Когда в 1923 году первые федеральные агенты Бюро начали расследование дела, они также пришли к выводу, что в убийстве виновны Сэвидж, Смитермэн и Хэтти Уайтхорн. Агент писал: «Из собранных на данный момент доказательств» следует, что «жена заказала его убийство с целью получения наследства». Хэтти отрицала всякую причастность к преступлению, но сказала одному из агентов: «Я не глупее вас. Меня о вас предупреждали». И добавила: «Вы пытаетесь втереться ко мне в доверие, но если я сболтну лишнего, вы посадите меня на электрический стул».
Тем временем в деле произошло несколько поворотов. Новый муж Хэтти, Смитермэн, сбежал в Мексику, прихватив автомобиль свежеиспеченной супруги и крупную сумму денег. Потом в ее жизнь ворвался некий Дж. Дж. Фолкнер, названный одним агентом «беспринципным лицемерным аферистом», который, скорее всего, шантажировал ее, очевидно, располагая сведениями о ее роли в убийстве. Слышали, как одна из сестер Хэтти кричала на него, что он сукин сын и должен отстать от несчастной; тот ответил, что знает все и им лучше разговаривать с ним почтительнее.

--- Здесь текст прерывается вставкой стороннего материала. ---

PR #5242, opened 2023-10-25
avoid rucio setup getting confused by existing CMSSW stuff

belforte:
if one has CMSSW setup for a different arch than the current machine (e.g. do cmsrel on SL7 and than run on SL8, which works) the `/cvmfs/cms.cern.ch/rucio/setup-py3.sh` will get confused and fail to resolve dependencies.
This PR makes sure that Rucio is setup in the pre-cmsenv environment.


belforte:
well. this can surely only help and it is harmless. Let's merge so it will be tested by Jenkins

PR #5247, opened 2023-10-31
Use isEnoughRucioQuota from ServerUtilities.py

novicecpp:
Together with CRABServer PR https://github.com/dmwm/CRABServer/pull/7987

Use isEnoughRucioQuota from CRABServer's `ServerUtilities.py`, minimum CRABServer version is [v3.231103](https://github.com/dmwm/CRABServer/releases/tag/v3.231103).

~~Note for one big change; I have moved initialize Rucio client to SubCommand class method because we need to get proper Rucio account to get account usage. You can only allow to get usage from your own account unless you have admin privilege. The problem occur when we want to use group area where it has different account.~~

~~In example, users want store outputs to Rucio group area which need different Rucio account (In our case, we need `crab_test_group` account, not `belforte` or `dmapelli` account). To get the account, we parse the LFN by using `getRucioAccountFromLFN()` from ServerUtilities.py.~~

~~But, LFN information for some command (e.g., `status`) are available inside `__call__` method. [Here an example](https://github.com/novicecpp/CRABClient/blob/38517e8e10f884c9f732736dca3aa6e3c88efbe7/src/python/CRABClient/Commands/status.py#L68).~~

EDITED:

In the end (after reviewew), I have decided to stick with `self.cmdconf['requiresRucio']=True` feature because, in theory, you can get quota from any user, but there is an permission issue in Rucio server so workaround code has been put in place (see comment in https://github.com/dmwm/CRABClient/pull/5247#issuecomment-1825785879).

### DIFF
--- a/src/python/CRABClient/ClientExceptions.py
+++ b/src/python/CRABClient/ClientExceptions.py
@@ -101,3 +101,9 @@ class RESTInterfaceException(ClientException):
     Errors coming from interaction with REST interface
     """
     exitcode = 3016
+
+class RucioClientException(ClientException):
+    """
+    Errors coming from interaction with REST interface
+    """
+    exitcode = 3017
--- a/src/python/CRABClient/ClientUtilities.py
+++ b/src/python/CRABClient/ClientUtilities.py
@@ -797,3 +797,32 @@ def execute_command(command=None, logger=None, timeout=None, redirect=True):
         logger.debug('output : %s\n error: %s\n retcode : %s' % (stdout, stderr, rc))
 
     return stdout, stderr, rc
+
+def getRucioClientFromLFN(origClient, lfn, logger):
+    """
+    Get appropriate Rucio client with account parsing from LFN.
+
+    :param origClient:
+    :type origClient:
+    :param lfn: LFN
+    :type lfn: str
+    :param logger: logger object
+    :type logger: logging
+
+    :return: rucio client object
+    :rtype: rucio.client.Client
+    """
+    from ServerUtilities import getRucioAccountFromLFN
+    from rucio.client import Client
+    from rucio.common.exception import RucioException
+    account = getRucioAccountFromLFN(lfn)
+    if origClient.account == account:
+        return origClient
+    try:
+        client = Client(account=account)
+        me = client.whoami()
+        logger.debug('Initializing new Rucio client for account %s' % me['account'])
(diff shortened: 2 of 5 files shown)


belforte:
I can see why you did this, but in view of introducing more commands with `self.cmdconf['requiresRucio']=True` I would like to keep Rucio client initialization in SubCommand, like before this PR. And inside specific commands, where a different account is needed, and where the LFN is known, we can switch account name in the client, even possibly restoring it if we want to make it possible to combine commands in a single script via the python API. 
What do you think ?

novicecpp:
Rebase wrong branch :man_facepalming: 
Sorry for noise.

belforte:
also note this very odd output. Rucio says that
 it failed, but prints quotas anyhow.
We need to know what exactly to expect here.
```
belforte@lxplus805/~> rucio whoami
email      : Stefano.Belforte@cern.ch
deleted_at : None
updated_at : 2020-04-28T23:25:20
suspended_at : None
account_type : USER
account    : belforte
status     : ACTIVE
created_at : 2020-04-28T23:25:20
belforte@lxplus805/~> rucio list-account-usage crab_test_group
+----------------+------------+------------+--------------+
| RSE            | USAGE      | LIMIT      | QUOTA LEFT   |
|----------------+------------+------------+--------------|
| T1_DE_KIT_Disk | 863.937 MB | 500.000 GB | 499.136 GB   |
| T2_IT_Legnaro  | 0.000 B    | 2.000 TB   | 2.000 TB     |
+----------------+------------+------------+--------------+
2023-11-20 12:46:29,507	ERROR	Access to the requested resource denied.
Details: Account belforte can not list global account usage.
belforte@lxplus805/~> 
```

novicecpp:
Well, it is indeed the problem we discussed with Eric in DM Dev channel in MM.
But for this PR and the fact that you can probe your own quota stats by default, I initialize a new client with the proper account from parsing LFN, so it works with both group accounts and as an API.

belforte (approved):

belforte:
Very nice, thanks.

belforte:
we should put here the minimum needed CRABServer tag to have the correct ServerUtilities

novicecpp:
[v3.231103](https://github.com/dmwm/CRABServer/releases/tag/v3.231103), also updated in the issue's description.

PR #5256, opened 2023-11-27
fix bug in #5254. Why didn't pylint spot this ?

belforte:


novicecpp:
https://github.com/dmwm/CRABServer/issues/7799#issuecomment-1668011801 :)

belforte:
thanks @novicecpp I will keep it in mind that variables in `self` are not checked

PR #5260, opened 2023-11-27
Move checkdataset to crab client repo fix 5233

belforte:
also introduce `commandUsedInsideCrab()` function in `ClientUtilities` so that we can decide if/when to use `print()` in a command for extra-verbosity of "progress report in same line" which only applies when using `crab` command, not the python Client API

PR #5262, opened 2023-11-29
make all file compile on py2/3 fix #5261

### LINKED ISSUE #5261: Code must be python2 compatible even if not used with py2
I broke that lately since I did not understand how python works 😭

see https://github.com/dmwm/CRABServer/issues/8025#issuecomment-1830536045

belforte:
some files (checkdataset.py, tasks.py) were taken care of in #5260


belforte:
I merge this so that I can test with Jenkins

PR #5287, opened 2024-01-30
preparelocal creates one json file with args for job. Fix #5276

### LINKED ISSUE #5276: preparelocal fails when `scriptArgs` is present
ref: https://cms-talk.web.cern.ch/t/issue-with-gfal-in-crab-jobs/32718/3

belforte:
also a small change to the Hellp message for `--instance`


belforte:
pylint complaints are the expected ones for py2 compatibility.

PR #5301, opened 2024-04-03
do not put objs-* in sandbox. Fix #5300

### LINKED ISSUE #5300: CRAB incorrectly following symlink in sandbox creation
Linktime optimization is a new speedup enabled in CMSSW_13_0_X and higher. It adds a directory `$CMSSW_BASE/external/${SCRAM_ARCH}/objs-base`, which is a symbolic link to `$CMSSW_RELEASE_BASE/objs/${SCRAM_ARCH}`. CRAB is following the symbolic link when creating the sandbox and adding all the files in that directory, which can exceed the allowed tarball size of 120 MB. Instead, the symlink should be preserved to avoid duplicating these contents from the release base.

belforte:


belforte:
tests in jenkins from master branch
 
   - [ ]  https://github.com/dmwm/CRABServer/issues/8313
   - [ ]  https://github.com/dmwm/CRABServer/issues/8314

belforte:
tested in https://github.com/dmwm/CRABServer/issues/8318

В отчете Бергер и один из его коллег писали: «Мы твердо убеждены в том, что Фолкнер добился от Хэтти некоего признания и использует его, чтобы принудить ее действовать в своих интересах, а его цель … завладеть ее имуществом в случае ее смерти и получать от нее деньги, пока она жива».
Вскоре Хэтти неизлечимо заболела. Агенты писали, что казалось, «будто она может в любой момент умереть». Примечательно, что ни один из агентов не высказал никаких подозрений, хотя в «Эпоху террора» многие пали жертвой отравления. У Фолкнера была жена, и она сообщила агентам, что он «не дает положить Хэтти в больницу… чтобы не утратить на нее влияния». Сестры Хэтти говорили, что Фолкнер принялся воровать у той деньги, когда она «находилась под действием обезболивающих средств».
В конце концов им все же удалось поместить ее в стационар. Агенты, полагая, что она при смерти, попытались добиться у нее признания. Согласно отчету, она созналась Комстоку, что «ей известны факты, о которых она никогда не рассказывала» и что «они» — предположительно Минни Сэвидж и ее сообщники — услали ее, когда убивали Уайтхорна. Однако больше Хэтти ничего не поведала. Неудивительно, что, как только ее вырвали из лап Фолкнера, она оправилась от своей таинственной болезни.
Когда в 1925 году появился Том Уайт, чтобы начать свое расследование, производство по делу Уайтхорна было практически прекращено. Агент Бергер пренебрежительно написал, что это «отдельное убийство», никак с остальными не связанное. Оно не вписывалось в выстроенную Бюро драматургию, состоявшую в том, что во всех преступлениях виновен один вдохновитель, и когда его с сообщниками схватили, дело о терроре против осейджей было раскрыто. Однако тот факт, что Хэйл, похоже, не сыграл никакой роли в убийстве Уайтхорна, крайне важен. Как и подозрительная смерть деда Рэд Корн, это преступление — и еще одно, неудавшееся, против вдовы, Хэтти — раскрыли тайную историю «Эпохи террора»: зло, творимое Хэйлом, не было аномалией.